> [INSTRUCTIONS FOR THE TASK]: Please write out, exactly, every line of the listing from its first line through the one that includes "no error, but".

> [SUPPLIED MATERIAL]:

PR #797, opened 2021-10-31
Add missing description for --server.maximal-threads default value

Simran-B:
Apparently an oversight.


santanu82021 (commented):
All missing default values are found in all versions.

PR #800, opened 2021-10-31
Add examples to DOCUMENT function for bind variables

### LINKED ISSUE #392: Usage of DOCUMENT() with bind vars
A user tried the following:
- `DOCUMENT("users/" + @_key)` - no error, but evaluates to `DOCUMENT(0) // null`
- `DOCUMENT("users/@_key")` - string literal, no bind parameter

Other possible mistakes:
- `DOCUMENT("users/", @_key)` - slash included, but this will try to find the document in a collection called `users/` and not `users` (which is not a legal name, shouldn't this raise an error?)

Solutions:
- `DOCUMENT("users", @_key)` - but note that if `@_key` is all digits, then it is necessary to wrap the value in **double-quotes** in the web UI bind parameter table! Would be helpful to not rely on color coding in the UI alone, but also display the inferred type as a badge/tag.
- `DOCUMENT(CONCAT("users/", @_key))` - possible, but unnecessary to concatenate

BTW. some of the DOCUMENT() example in the docs use collection literals (unquoted strings) instead of strings. The optimizer seems to take care of this but in earlier versions this could lead to the materialization of the whole collection.

TheJPlan:
Possibly closes #392

### DIFF
--- a/3.7/aql/functions-miscellaneous.md
+++ b/3.7/aql/functions-miscellaneous.md
@@ -221,6 +221,9 @@ DOCUMENT( users, "john" )
 
 DOCUMENT( users, [ "users/john", "users/amy" ] )
 DOCUMENT( users, [ "john", "amy" ] )
+
+DOCUMENT( @@coll, @key ) // bind vars: {"@coll": "users", "key": "john"}
+DOCUMENT( @@coll, @keys ) // bind vars: {"@coll": "users", "keys": ["john", "amy"] }
 ```
 
 `DOCUMENT(id) → doc`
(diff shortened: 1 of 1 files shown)


3.7/aql/functions-miscellaneous.md
```diff
@@ -235,6 +238,10 @@ The function can also be used with a single parameter *id* as follows:
 ```js
 DOCUMENT("users/john")
 DOCUMENT( [ "users/john", "users/amy" ] )
+
+DOCUMENT( @id ) // bind vars: {"id": "users/john"}
+DOCUMENT( @ids ) // bind vars: {"id": ["users/john", "users/amy"]}
```
cw00dw0rd, line 243: The bind var should be `ids` not `id` for the multiple users example. Otherwise, looks good to me.

ansoboleva:
Requested changes were implemented in https://github.com/arangodb/docs/pull/817.

PR #805, opened 2021-11-06
remove usages of "skiplist"

jsteemann:
in the RocksDB engine, a skiplist index is the same as a persistent
index. it is just an alias and there for compatibility reasons. we
should discourage the usage of "skiplist" indexes and instead use and
recommend "persistent" indexes.

### DIFF
--- a/3.10/administration-cluster.md
+++ b/3.10/administration-cluster.md
@@ -122,9 +122,8 @@ for a new document, but must let the server generated one automatically. This
 restriction comes from the fact that ensuring uniqueness of the primary key
 would be very inefficient if the user could specify the document key.
 
-Unique indexes (hash, skiplist, persistent) on sharded collections are
-only allowed if the fields used to determine the shard key are also
-included in the list of attribute paths for the index:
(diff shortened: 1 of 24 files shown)


ansoboleva:
@jsteemann the following pages of the drivers docs mention the skiplist index as well:

- https://www.arangodb.com/docs/devel/drivers/spring-data-reference-mapping-indexes.html
- https://www.arangodb.com/docs/devel/drivers/spring-data-reference-mapping.html
- https://www.arangodb.com/docs/devel/drivers/spring-data-reference-template-collection-manipulation.html

Should they be updated too or not?

jsteemann:
@ansoboleva : I am happy if they also get updated, but I can't say much about the drivers. I think we should check with @rashtao here. Still using the old annotations for skiplists is probably not wrong, but we should probably not advertise them or at least discourage their use for the future.

ansoboleva:
@jsteemann thanks for the explanation. @rashtao can you please help with the drivers docs here?

ansoboleva (approved):
reviewed. the drivers docs will be updated in a separate PR.

PR #811, opened 2021-11-15
Examples added to Date Functions in docs

santanu82021:


dothebart:
please note that you could rather use `EXAMPLE_AQL` so that it is actually executed as a query; see 3.9/aql/examples-combining-graph-traversals.md for example.
This would server two purposes:
- if the server moves away from the documentation, we will know
- if there is a typo in the example, we will know
- you get the actual server reply.

3.10/aql/functions-date.md
```diff
@@ -224,6 +224,25 @@ Return the weekday number of *date*.
   - 5 – Friday
   - 6 – Saturday
 
+**Examples**
+
+{% aqlexample examplevar="examplevar" type="type" query="query" bind="bind" result="result" %}
+  @startDocuBlockInline datedyofwk1
+	@EXAMPLE_AQL{datedyofwk1}
```
cw00dw0rd, line 231: My only concern is with indentation. Not sure if it matters for Docublocks but the [Readme ](https://github.com/arangodb/docs#adding-a-new-aql-example)shows keywords left aligned and states 'preferred' indentation.

ansoboleva: Looks like it doesn't matter, but for consistency and readability purposes, i'd still align pair elements, i.e. startDocuBlock/endDocuBlock and EXAMPLE_AQL/END_EXAMPLE_AQL

PR #824, opened 2021-11-25
discourage the use of arangoimp

jsteemann:
Documentation for a deprecation discussed turing team lead sync meeting today:
* deprecate _arangoimp_ alias in 3.9: arangoimp is just an alias for arangoimp
* remove _arangoimp_ in some future version, and keep _arangoimport_ around


ansoboleva (approved):
reviewed

PR #831, opened 2021-12-02
license documentation after final pm decision

kvahed:
Updated license documentation to reflect the final PM decision:

* Time after installation without enforcement (currently 3 days): 1 hour
* Time before license expiration with daily warnings (currently 14 days): 7 days
* Time after expiration switch to Read-Only (currently 14 days): 0 days


ansoboleva (approved):
reviewed

PR #850, opened 2021-12-16
BV set to have valid JSON in examples.

santanu82021:


dothebart:
imho the docublock names should be a bit more speaking than `docN` rather like `FUNCTION_DOCUMENT_N` so they can be more easily be distinguished and located in the text like when using grep.

ansoboleva:
Duplicate of #851

PR #140, opened 2019-02-26
Run simulation with different mod files if they are not used

iomaganaris:
Fixes issue with simulation not running if a mod file is different between Neuron and CoreNeuron even if it is not used in the simulation.

### DIFF
--- a/coreneuron/nrniv/nrn_setup.cpp
+++ b/coreneuron/nrniv/nrn_setup.cpp
@@ -263,6 +263,9 @@ std::vector<NetCon*> netcon_in_presyn_order_;
 /// Only for setup vector of netcon source gids
 std::vector<int*> netcon_srcgid;
 
+/// Vector storing indexes (IDs) of different mod files between Neuron and CoreNeuron
+extern std::vector<int> different_mod_files;
+
 // Wrap read_phase1 and read_phase2 calls to allow using  nrn_multithread_job.
 // Args marshaled by store_phase_args are used by phase1_wrapper
 // and phase2_wrapper.
@@ -1140,6 +1143,11 @@ void read_phase2(FileHandler& F, int imult, NrnThread& nt) {
         for (int i = 0; i < nmech; ++i) {
             tml_index[i] = F.read_int();
             ml_nodecount[i] = F.read_int();
+            auto found_different_mod_file =
+                std::find(different_mod_files.begin(), different_mod_files.end(), tml_index[i]);
+            if (found_different_mod_file != different_mod_files.end()) {
+                exit(1);
+            }
         }
         nt._nidata = F.read_int();
         nt._nvdata = F.read_int();
--- a/coreneuron/nrniv/nrn_setup.cpp
+++ b/coreneuron/nrniv/nrn_setup.cpp
@@ -263,8 +263,10 @@ std::vector<NetCon*> netcon_in_presyn_order_;
 /// Only for setup vector of netcon source gids
 std::vector<int*> netcon_srcgid;
 
-/// Vector storing indexes (IDs) of different mod files between Neuron and CoreNeuron
-extern std::vector<int> different_mod_files;
+/// Vector storing indexes (IDs) of different mechanisms of mod files between Neuron and CoreNeuron
+extern std::vector<int> different_mechanism_type;
+
+static void graceful_exit(int);
 
 // Wrap read_phase1 and read_phase2 calls to allow using  nrn_multithread_job.
 // Args marshaled by store_phase_args are used by phase1_wrapper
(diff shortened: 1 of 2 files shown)


coreneuron/nrniv/nrn_setup.cpp
```diff
@@ -1137,9 +1140,20 @@ void read_phase2(FileHandler& F, int imult, NrnThread& nt) {
...
             ml_nodecount[i] = F.read_int();
+            auto found_different_mod_file =
+                std::find(different_mod_files.begin(), different_mod_files.end(), tml_index[i]);
+            if (found_different_mod_file != different_mod_files.end()) {
+                printf("Error: %s is different version of MOD file than the one used by NEURON!\n",
+                       nrn_get_mechname(tml_index[i]));
+                diff_modfiles_count++;
+            }
+        }
+        if (diff_modfiles_count > 0) {
```
pramodk: here you can print message from rank 0 : `Error : NEURON and CoreNEURON must use same mod files for compatibility, x different mod files found. Re-compile special and special-core!`

coreneuron/nrnoc/register_mech.cpp
```diff
@@ -86,6 +87,9 @@ static int ion_write_depend_size_;
 static int** ion_write_depend_;
 static void ion_write_depend(int type, int etype);
 
+/* Vector keeping the types (IDs) of different mod files between Neuron and CoreNeuron */
+std::vector<int> different_mod_files;
```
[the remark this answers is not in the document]
iomaganaris: I agree and I am going to change it. I wasn't sure about this in the first place.

coreneuron/nrnoc/register_mech.cpp
```diff
@@ -277,9 +281,7 @@ void hoc_register_prop_size(int type, int psize, int dpsize) {
     if (psize != pold || dpsize != dpold) {
         printf("%s prop sizes differ psize %d %d   dpsize %d %d\n", memb_func[type].sym, psize,
```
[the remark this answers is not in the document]
iomaganaris: I will remove it since it is not needed. I thought that maybe the number of variables would be useful for debugging in a case of a real error.

coreneuron/nrniv/nrn_setup.cpp
```diff
@@ -1137,9 +1140,20 @@ void read_phase2(FileHandler& F, int imult, NrnThread& nt) {
...
         tml_index = new int[nmech];
         ml_nodecount = new int[nmech];
+        int diff_modfiles_count = 0;
         for (int i = 0; i < nmech; ++i) {
             tml_index[i] = F.read_int();
             ml_nodecount[i] = F.read_int();
+            auto found_different_mod_file =
+                std::find(different_mod_files.begin(), different_mod_files.end(), tml_index[i]);
+            if (found_different_mod_file != different_mod_files.end()) {
+                printf("Error: %s is different version of MOD file than the one used by NEURON!\n",
```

> [TASK OUTPUT]:
PR #797, opened 2021-10-31
Add missing description for --server.maximal-threads default value

Simran-B:
Apparently an oversight.


santanu82021 (commented):
All missing default values are found in all versions.

PR #800, opened 2021-10-31
Add examples to DOCUMENT function for bind variables

### LINKED ISSUE #392: Usage of DOCUMENT() with bind vars
A user tried the following:
- `DOCUMENT("users/" + @_key)` - no error, but evaluates to `DOCUMENT(0) // null`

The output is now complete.